Java Stream distinct() with other chained operations that modify stream elements generates duplicate result


I was testing some things with Java Stream and distinct() and I came across a scenario where if I change a object of the Stream after executing distinct(), the final result of the execution contains duplicate items.

Does it make sense the object to go to the next operation before the distinct() is finalized?

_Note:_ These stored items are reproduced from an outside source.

PR #1004, opened 2026-05-02
Fix: remove PETSc stub for tmp. typing fix

schnellerhase:
Pulls in workaround from https://github.com/fenics-dolfiny/dolfiny/commit/a33092ca17ca752258fd5ad195638b6158938813 for dolfinx not having caught up with new PETSc stubs.

(The underlying issue why this is not a problem in doflinx is that this runs the mypy check without venv on a full blown PETSc aware install - dolfinx is currently missing this)

Ref https://github.com/FEniCS/dolfinx/issues/4059#issuecomment-4287461055.

Depends on https://github.com/FEniCS/dolfinx/pull/4216.

(To make PETSc aware typing checks work here, we need https://github.com/FEniCS/dolfinx/pull/4095)

### DIFF
--- a/.github/workflows/dolfinx-tests.yml
+++ b/.github/workflows/dolfinx-tests.yml
@@ -62,7 +62,7 @@ jobs:
         with:
           path: ./dolfinx
           repository: FEniCS/dolfinx
-          ref: main
+          ref: schnellerhase/mypy-non-venv
       - name: Get DOLFINx
         if: github.event_name == 'workflow_dispatch'
         uses: actions/checkout@v6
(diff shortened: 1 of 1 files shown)


.github/workflows/dolfinx-tests.yml
```diff
@@ -62,7 +62,7 @@ jobs:
         with:
           path: ./dolfinx
           repository: FEniCS/dolfinx
-          ref: main
+          ref: schnellerhase/mypy-non-venv
```
schnellerhase:
```suggestion
          ref: main
```

mscroggs:
Do we need to open a housekeeping issue to remind us to remove this later, or is it covered by https://github.com/FEniCS/dolfinx/issues/4059?

schnellerhase:
Good idea, tracked there.

PR #1011, opened 2026-05-15
Fix: cross-compile of wheels

schnellerhase:
Build-wheels is broken on `main` - https://github.com/FEniCS/basix/actions/runs/25927919086. The problem is cross-compilation of the nanobind stubs (in build time mode) - the python architecture of the `nanobind stubgen` invocation and the target wheel architecture do not necessarily align. In this case `nanobind` will fail in install time mode.

Changes to all stubs being generated at install time.

Tested `build-wheels` at https://github.com/FEniCS/basix/actions/runs/25930015175.

Ref https://github.com/FEniCS/basix/pull/992.

### DIFF
--- a/python/CMakeLists.txt
+++ b/python/CMakeLists.txt
@@ -113,42 +113,19 @@ else()
 endif()
 
 # and the nanobind typing stubs.
-if (WIN32)
-  # On Windows we cannot import basix._basixcpp without installing the package
-  # alongside its external dlls.
+# We cannot rely on import without installing the package for cross compilation of wheels.
 
-  # This *must* be called prior to nanobind_add_stub
-  install(TARGETS _basixcpp LIBRARY DESTINATION basix)
-  # nanobind automatically installs into ${CMAKE_INSTALL_PREFIX} in
-  # INSTALL_TIME mode.
-  # DEPENDS is redundant in INSTALL_TIME mode - _basixcpp must be installed.
-  nanobind_add_stub(
-    _basixcpp_stub
-    MODULE basix._basixcpp
-    INSTALL_TIME
-    MARKER_FILE basix/py.typed
-    VERBOSE
-    OUTPUT
-      basix/_basixcpp.pyi
-  )
-else()
-  # On UNIX-like systems we can import the cpp compiled module before
-  # installing and rely on dynamic linking at import time.
-  nanobind_add_stub(
-    _basixcpp_stub
-    MODULE _basixcpp
-    PYTHON_PATH $<TARGET_FILE_DIR:_basixcpp>
-    DEPENDS _basixcpp
-    MARKER_FILE ${CMAKE_CURRENT_SOURCE_DIR}/basix/py.typed
-    VERBOSE
-    OUTPUT
-      _basixcpp.pyi
-  )
-
-  install(TARGETS _basixcpp LIBRARY DESTINATION basix)
-  install(FILES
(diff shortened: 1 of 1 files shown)


jhale:
Isn't this a bug in nanobind?

schnellerhase:
Isn't the problem that reading a binary, which was built for a different platform will never work? Why would that be a bug?

jhale:
No, macOS 14 ARM has Rosetta 2 translation and can run x86 wheels.

https://cibuildwheel.pypa.io/en/stable/platforms/#macos-architectures

schnellerhase:
That would require the python interpreter to be run through rosetta, which is not happening here.
> ... on Apple Silicon when running Python under Rosetta 2 emulation.

My understanding is that the macOS runs are failing here because they are currently the only runs which actually perform a cross compile. Nothing special besides that to the platform I think.

jhale:
That's exactly my point; nanobind's stubgen python interpreter is not being invoked properly, so it's a nanobind bug.

schnellerhase:
What I was pointing at is that there is never a python interpreter being run with rosetta translation in place here for the whole wheel build, so there is no other interpreter for nanobind to pick up on. Same would hold true for any other platform running a cross compile (where a rosetta or alike is not available).

schnellerhase:
See also https://gitlab.com/petsc/petsc/-/merge_requests/8366 where this problem was also encountered and resulted in design constraints for the `PETSc` equivalent.

jhale:
I don't agree; take a look around at https://github.com/pypa/cibuildwheel/blob/main/cibuildwheel/platforms/macos.py#L409 where you can see 'arch' and 'pip' being used.

schnellerhase:
I see, `pypa/cibuildwheel` does not perform (or support) a cross compilation but considers the x86 on arm for macOS native....for whatever reason. And `nanobind`'s stubgen seems to be not supporting cross compilation anyhow if I see correctly.
> For this to work, the module must be importable.

No idea why install time then works any more reliable than build time here, and not the other way around.

jhale:
Should be possible to fix within nanobind:

https://cmake.org/cmake/help/latest/variable/CMAKE_OSX_ARCHITECTURES.html#variable:CMAKE_OSX_ARCHITECTURES
https://cmake.org/cmake/help/latest/prop_tgt/OSX_ARCHITECTURES.html#prop_tgt:OSX_ARCHITECTURES

with the `MODULE` being passed having the needed metadata.

jhale:
> No idea why install time then works any more reliable than build time here, and not the other way around.

A good point, worth looking into.

jhale:
Just tried this locally using fat-binary macOS python.org install; stubgen and the resulting basix work perfectly!

`arch -x86_64 python -m pip install .`

 Must be an environment/cibuildwheel issue.

python/CMakeLists.txt
```diff
@@ -113,42 +113,15 @@ else()
...
+
+# Note: install time mode required for wheel cross compilation.
+nanobind_add_stub(
+  _basixcpp_stub
+  MODULE basix._basixcpp
+  INSTALL_TIME
+  MARKER_FILE basix/py.typed
+  VERBOSE
+  OUTPUT
+    ${CMAKE_INSTALL_PREFIX}/basix/_basixcpp.pyi
```
schnellerhase, line 126: @jhale I noticed we need the prefix on Unix when testing. Are we sure it works without on Windows?

schnellerhase:
Superseded by https://github.com/FEniCS/basix/pull/1012.

PR #1012, opened 2026-05-18
Move to native macOS wheel builds

jhale:
https://github.com/FEniCS/basix/pull/1011 discovered that building x86-64 wheels via Rosetta emulation on aarch64 runners leads to the nanobind stubgen process failing due to the x86-64 wheel not being loadable. I cannot recreate this locally - `arch -x86_64 pip install .` works perfectly. This means it is probably a `cibuildwheel` or runner configuration issue.

That said, `macos-14` runners will shortly be deprecated and GitHub provides aarch64 `macos-26` and x86-64 `macos-26-intel` runners which bypass this issue.

This PR:
- Bumps minimum Python to 3.11.
- Bumps builders to `macos-26` and `macos-26-intel` and builds/tests native wheels.

### DIFF
--- a/.github/workflows/build-wheels.yml
+++ b/.github/workflows/build-wheels.yml
@@ -40,7 +40,7 @@ jobs:
     runs-on: ${{ matrix.os }}
     strategy:
       matrix:
-        os: [ubuntu-latest, ubuntu-24.04-arm, macos-14, macos-15, windows-2025]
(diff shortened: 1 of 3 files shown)


schnellerhase (commented):
Looks good!

Do we want to drop 3.10 already here? It is not yet EoL.

jhale:
Yes, was discussed the other day with @mscroggs.

PR #1014, opened 2026-05-19
Module level pytest skip for numba

jhale:
If it doesn't need to use numba, it can be elsewhere.

This will allow the majority of tests to run on platforms without numba/llvmlite wheels, for example, x86-64 macOS and ARM Windows. Wheel build tests for non-numba platforms are re-enabled.

I also removed manual calls to `abi3audit` - `cibuildwheel` does this automatically now.


jhale:
Seems like rubygems.org is having some issues leading to package pull timeouts.

PR #1026, opened 2026-06-15
Add `gersemi` CI check

schnellerhase:
Adds a formatting check for `CMake` files.

Same setup as https://github.com/FEniCS/dolfinx/pull/4242.


jhale:
Result looks nice to me.

PR #1032, opened 2026-06-30
Fix up `gersemi` check

schnellerhase:
Reverts explicit file listing in `gersemi` linting check of https://github.com/FEniCS/basix/pull/1026.


jhale:
It's strange as I certainly didn't add these for fun :). I genuinely remember getting more fails when I added explicit files.

I will check again locally.

PR #101, opened 2019-03-18
Change the comments field to report the comments in the issues

### LINKED ISSUE #98: Change the comments field to report the comments in the issues and not include in notes
Currently, when you submit a license, the comments are included in the notes section of the XML.

The legal team would like to include the comments in the Issues submitted to the license-list-XML repo and not include it in the `<notes> ... </notes>` section of the XML.  We'll reserve the notes section of the XML for legal team use.

Ugtan:
Fixes #98

### DIFF
--- a/src/app/forms.py
+++ b/src/app/forms.py
@@ -79,6 +79,6 @@ class LicenseRequestForm(forms.Form):
     shortIdentifier = forms.CharField(label='Short identifier', max_length=25)
     sourceUrl = forms.CharField(label='Source / URL', required=False)
     osiApproved = forms.CharField(label="OSI Status", widget=forms.Select(choices=OSI_CHOICES))
-    notes = forms.CharField(label='Notes', required=False, widget=forms.Textarea(attrs={'rows': 4, 'cols': 40}))
+    comments = forms.CharField(label='Comments', required=False, widget=forms.Textarea(attrs={'rows': 4, 'cols': 40}))
     licenseHeader = forms.CharField(label='Standard License Header', widget=forms.Textarea(attrs={'rows': 3, 'cols': 40}), required=False)
     text = forms.CharField(label='Text', widget=forms.Textarea(attrs={'rows': 4, 'cols': 40}))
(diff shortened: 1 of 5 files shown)


Ugtan:
@goneall For now i have kept the `licenseNotes` field in the views to be a empty string as i don't know how the legal team would like to use that field and also, i will wait for your reply for any further changes.

After submitting the license the issue looks like [this](https://github.com/spdx/TEST-LicenseList-XML/issues/8). From the license i submitted i found out that there are no validations checks to check if the user enter a valid url. We should ensure that it is a url and not a regular string right?

goneall:
> We should ensure that it is a url and not a regular string right?

I think that would be a good idea.  If you don't mind adding that to this PR, I can merge that in as well.

Ugtan:
@goneall Sure. I will add that as well.

goneall:
@jlovejoy For the notes and comments, we are using comments as text the license submitter adds when submitting a license.  The comments just go into the github issue and not the XML.

Do you see any need for the license submitter to be allowed to also add notes for the license or is that something that only the legal team should manage?  IMHO, we should only allow the comments and not confuse the user with notes in the license submittal form.

Ugtan:
@goneall Done. Please have a look at it.

goneall:
@Ugtan @jlovejoy Talked to Paul today from the legal team and we both though there is no need to include the license-XML notes in the form.

@Ugtan Let's go ahead and remove the licenseNotes field from the code just to clean it up a bit.  After that, I'll merge and deploy.

Ugtan:
> @Ugtan Let's go ahead and remove the licenseNotes field from the code just to clean it up a bit. After that, I'll merge and deploy.
I agreed with you on not including the notes via forms. But, removing the `licenseNotes` will remove the field notes from the license xml. So, you want to remove them from the license that are submitted as well? @goneall

goneall:
@Ugtan the `<notes>` element is optional in the XML, so we could remove it.   After going back and looking at the code again I'm now thinking it is only a couple lines of code we would be cleaning up.  Leaving it would keep a hook in case we want to add notes in the future.  Let's leave it as is.  I'll merge and deploy.

Thanks for the contribution!

Ugtan:
Okay. I just wanted to make sure that it should be removed from the license xml as well.

And I'm glad i could contribute 😊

How to ensure uniqueness without iterating through the entire list?

OBS: The Lombok: @Data annotation adds @EqualsAndHashCode in the Dto class which will automatically generate equals() and hashCode() methods!

package br.com.marcusvoltolim;

import lombok.AllArgsConstructor;
import lombok.Data;
import reactor.core.publisher.Flux;

import java.util.*;
import java.util.stream.Collectors;

@Data
@AllArgsConstructor
class Dto {

    private Long id;

}

public class Main {

    public static void main(String[] args) {
        Dto dto0 = new Dto(0L);
        Dto dto1 = new Dto(1L);
        Dto dto2 = new Dto(1L);

        List<Dto> list = Arrays.asList(dto0, dto1, dto2);

        System.out.println("Original list: " + list);
        System.out.println("List with only distinct: " + list.stream().distinct().collect(Collectors.toList()));

        List<Dto> streamList = list.stream()
            .distinct()
            .map(dto -> {
                if (dto.getId() == 1L) {
                    dto.setId(3L);
                }
                return dto;
            })
            .collect(Collectors.toList());

        System.out.println("Java Stream  with map after distinct: " + streamList);
    }

}

Result:

Original list: [Dto(id=0), Dto(id=1), Dto(id=1)]
List with only distinct: [Dto(id=0), Dto(id=1)]
Java Stream with map after distinct: [Dto(id=0), Dto(id=3), Dto(id=3)]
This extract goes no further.